===== Material shown

PR #241, opened 2020-08-04
Add no parameter tests

TorkelE:
Adds a simple test each for ODE, SDE, Jump, and SteadyState Problems, testing that they work fro systems without parameters.

### DIFF
--- a/test/solve_ODEs.jl
+++ b/test/solve_ODEs.jl
@@ -121,5 +121,5 @@ for factor in [1e0, 1e1, 1e2]
     u0 = factor*rand(length(no_param_network.states))
     prob = ODEProblem(no_param_network,u0,(0.,1000.))
     sol = solve(prob,Rosenbrock23())
-    @test abs.(sol.u[end][1] - 1.5/2) < 1000000*eps()
+    @test abs.(sol.u[end][1] - 1.5/2) < 1e-8
 end
--- a/test/solve_ODEs.jl
+++ b/test/solve_ODEs.jl
@@ -110,3 +110,16 @@ for (i,network) in enumerate(reaction_networks_all)
         @test solve(prob,Rosenbrock23()).retcode == :Success
     end
 end
+
+
+### No parameter test ###
+
+no_param_network = @reaction_network begin
+    (1.5,2), ∅ ↔ X
+end
+for factor in [1e0, 1e1, 1e2]
+    u0 = factor*rand(length(no_param_network.states))
+    prob = ODEProblem(no_param_network,u0,(0.,1000.))
+    sol = solve(prob,Rosenbrock23())
+    @test abs.(sol.u[end][1] - 1.5/2) < 1000000*eps()
+end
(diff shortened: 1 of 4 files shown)


test/steady_state_problems.jl
```diff
@@ -48,3 +48,15 @@ for network in steady_state_test_networks, factor in [1e-1, 1e0, 1e1]
...
+
+### No parameter test ###
+
+no_param_network = @reaction_network begin
+    (0.6,3.2), ∅ ↔ X
+end
+for factor in [1e0, 1e1, 1e2]
+    u0 = factor*rand(length(no_param_network.states))
+    sol_ss = solve(SteadyStateProblem(no_param_network,u0),SSRootfind())
+    @test abs.(sol_ss.u[1]-0.6/3.2) < 10000000*eps()
```
ChrisRackauckas, line 61: specify a tolerance for the rootfind and make sure it is roughly achieved?

test/solve_ODEs.jl
```diff
@@ -110,3 +110,16 @@ for (i,network) in enumerate(reaction_networks_all)
...
+### No parameter test ###
+
+no_param_network = @reaction_network begin
+    (1.5,2), ∅ ↔ X
+end
+for factor in [1e0, 1e1, 1e2]
+    u0 = factor*rand(length(no_param_network.states))
+    prob = ODEProblem(no_param_network,u0,(0.,1000.))
+    sol = solve(prob,Rosenbrock23())
+    @test abs.(sol.u[end][1] - 1.5/2) < 1000000*eps()
```
ChrisRackauckas, line 124: It'd just say something like `<1e-8`

test/steady_state_problems.jl
TorkelE: That's a good point, didn't even think of something like that. Will modify accordingly.

test/solve_ODEs.jl
TorkelE: Yes, that's better.

isaacsas:
@TorkelE Apparently the signature for `ReactionSystem` changed with the addition of some new fields. This is crashing my PR too.

I think it is from this PR to ModelingToolkit:

https://github.com/SciML/ModelingToolkit.jl/pull/400

isaacsas:
@TorkelE I'm working on a fix in https://github.com/SciML/Catalyst.jl/pull/242 but it might not be merged till tomorrow. I'll ping you when it is in so you can rebase.

isaacsas:
@TorkelE You need to merge master into your branch I think.

TorkelE:
Good point

TorkelE:
So I think what's going wrong is that Travis doesn't use a version of MTK that includes https://github.com/SciML/ModelingToolkit.jl/pull/543 (but by no means to knowledgable about how this works, so might be more complicated). 

I do not get this error on my machine, but when I roll back my local MTK version to pre https://github.com/SciML/ModelingToolkit.jl/pull/543 I get the same error. Also, Travis seems to run MTK 3.14.2, and checking that, I do not think it includes https://github.com/SciML/ModelingToolkit.jl/pull/543.

If that's the case, we can just wait until the next release of MTK and then this should be fine.

isaacsas:
@ChrisRackauckas ok to make a new MT release? (Not sure the state of master there currently.)

ChrisRackauckas:
It's in the process now.

isaacsas:
@TorkelE Looks like it is having SS issues again. I'll try restarting.

isaacsas:
@TorkelE Finally passing... Good to merge?

PR #242, opened 2020-08-04
Fix Usage of ModelingToolkit Accessor Functions 

isaacsas:
Also fixed some test warnings on 1.5 due to scoping.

==========

• Task item
Filter the data for the string "ChrisRackauckas" and copy every line that has it.

• Reply
ChrisRackauckas, line 61: specify a tolerance for the rootfind and make sure it is roughly achieved?
ChrisRackauckas, line 124: It'd just say something like `<1e-8`
@ChrisRackauckas ok to make a new MT release? (Not sure the state of master there currently.)
ChrisRackauckas:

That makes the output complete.